### Saved data entries:
————————

PR #8469, opened 2022-02-18
Add ability to modify data gen output location

Yamahari:
add ability to modify data gen output location
AT is there for making overriding RecipeProvider#run possible with less copy&paste

### DIFF
--- a/patches/minecraft/net/minecraft/data/advancements/AdvancementProvider.java.patch
+++ b/patches/minecraft/net/minecraft/data/advancements/AdvancementProvider.java.patch
@@ -19,7 +19,7 @@
     public void m_6865_(HashCache p_123969_) {
        Path path = this.f_123962_.m_123916_();
        Set<ResourceLocation> set = Sets.newHashSet();
-@@ -45,6 +_,16 @@
+@@ -45,13 +_,23 @@
           }
        };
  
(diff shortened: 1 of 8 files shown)


ChampionAsh5357:
There are three things that come to mind for this PR that I think you need to address.

1. Why can't you just modify the output location of the generated entries within the FG args in the run block?
2. Why can you just make the registry path of the entry have a slash in it which ultimately does this?
3. If the above two answers are valid, why haven't you done this for **ALL** data providers currently in vanilla and Forge?

There are plenty of ways to implement this without this PR, so I'm unsure what's the reasoning here.

Yamahari:
1. I would have 30 different runs at the current state, only more to come x)
2. because that still doesn't allow me to have a folder "above" data/asset (custom pack)
3. for tags there's already a getPath function, what other providers are that I missed? I would have everything I need with this

ChampionAsh5357:
1. I'm pretty sure you can create a task to run other tasks in gradle.
3. If you're using this for a custom pack, probably all the ones listed on the [docs](https://mcforge.readthedocs.io/en/1.18.x/datagen/intro/).

Yamahari:
I think starting new instance of MC 30 times would take me a long time, 1 run takes like a minute or two to finish.

Yamahari:
I will take a look at the other providers though.

Yamahari:
added the other providers

Yamahari:
something similar can be archieved by creating new data generators at runtime like
```    
private static GatherDataEvent.DataGeneratorConfig getConfig(final GatherDataEvent event) {
   return ObfuscationReflectionHelper.getPrivateValue(GatherDataEvent.class, event, "config");
}

private static DataGenerator makeGenerator(final GatherDataEvent.DataGeneratorConfig config, final String root) {
    return config.makeGenerator(outputPath -> outputPath.resolve(root), true);
}
```
works for my case, but may not be suitable for others (?)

————————

Your response should consist of the data above, duplicated exactly.

### EXERCISE RESPONSE:
PR #8469, opened 2022-02-18
Add ability to modify data gen output location

Yamahari:
add ability to modify data gen output location
AT is there for making overriding RecipeProvider#run possible with less copy&paste

### DIFF
--- a/patches/minecraft/net/minecraft/data/advancements/AdvancementProvider.java.patch
+++ b/patches/minecraft/net/minecraft/data/advancements/AdvancementProvider.java.patch
@@ -19,7 +19,7 @@
     public void m_6865_(HashCache p_123969_) {
        Path path = this.f_123962_.m_123916_();
        Set<ResourceLocation> set = Sets.newHashSet();
-@@ -45,6 +_,16 @@
+@@ -45,13 +_,23 @@
           }
        };
  
(diff shortened: 1 of 8 files shown)


ChampionAsh5357:
There are three things that come to mind for this PR that I think you need to address.

1. Why can't you just modify the output location of the generated entries within the FG args in the run block?
2. Why can you just make the registry path of the entry have a slash in it which ultimately does this?
3. If the above two answers are valid, why haven't you done this for **ALL** data providers currently in vanilla and Forge?

There are plenty of ways to implement this without this PR, so I'm unsure what's the reasoning here.

Yamahari:
1. I would have 30 different runs at the current state, only more to come x)
2. because that still doesn't allow me to have a folder "above" data/asset (custom pack)
3. for tags there's already a getPath function, what other providers are that I missed? I would have everything I need with this

ChampionAsh5357:
1. I'm pretty sure you can create a task to run other tasks in gradle.
3. If you're using this for a custom pack, probably all the ones listed on the [docs](https://mcforge.readthedocs.io/en/1.18.x/datagen/intro/).

Yamahari:
I think starting new instance of MC 30 times would take me a long time, 1 run takes like a minute or two to finish.

Yamahari:
I will take a look at the other providers though.

Yamahari:
added the other providers

Yamahari:
something similar can be archieved by creating new data generators at runtime like
```    
private static GatherDataEvent.DataGeneratorConfig getConfig(final GatherDataEvent event) {
   return ObfuscationReflectionHelper.getPrivateValue(GatherDataEvent.class, event, "config");
}

private static DataGenerator makeGenerator(final GatherDataEvent.DataGeneratorConfig config, final String root) {
    return config.makeGenerator(outputPath -> outputPath.resolve(root), true);
}
```
works for my case, but may not be suitable for others (?)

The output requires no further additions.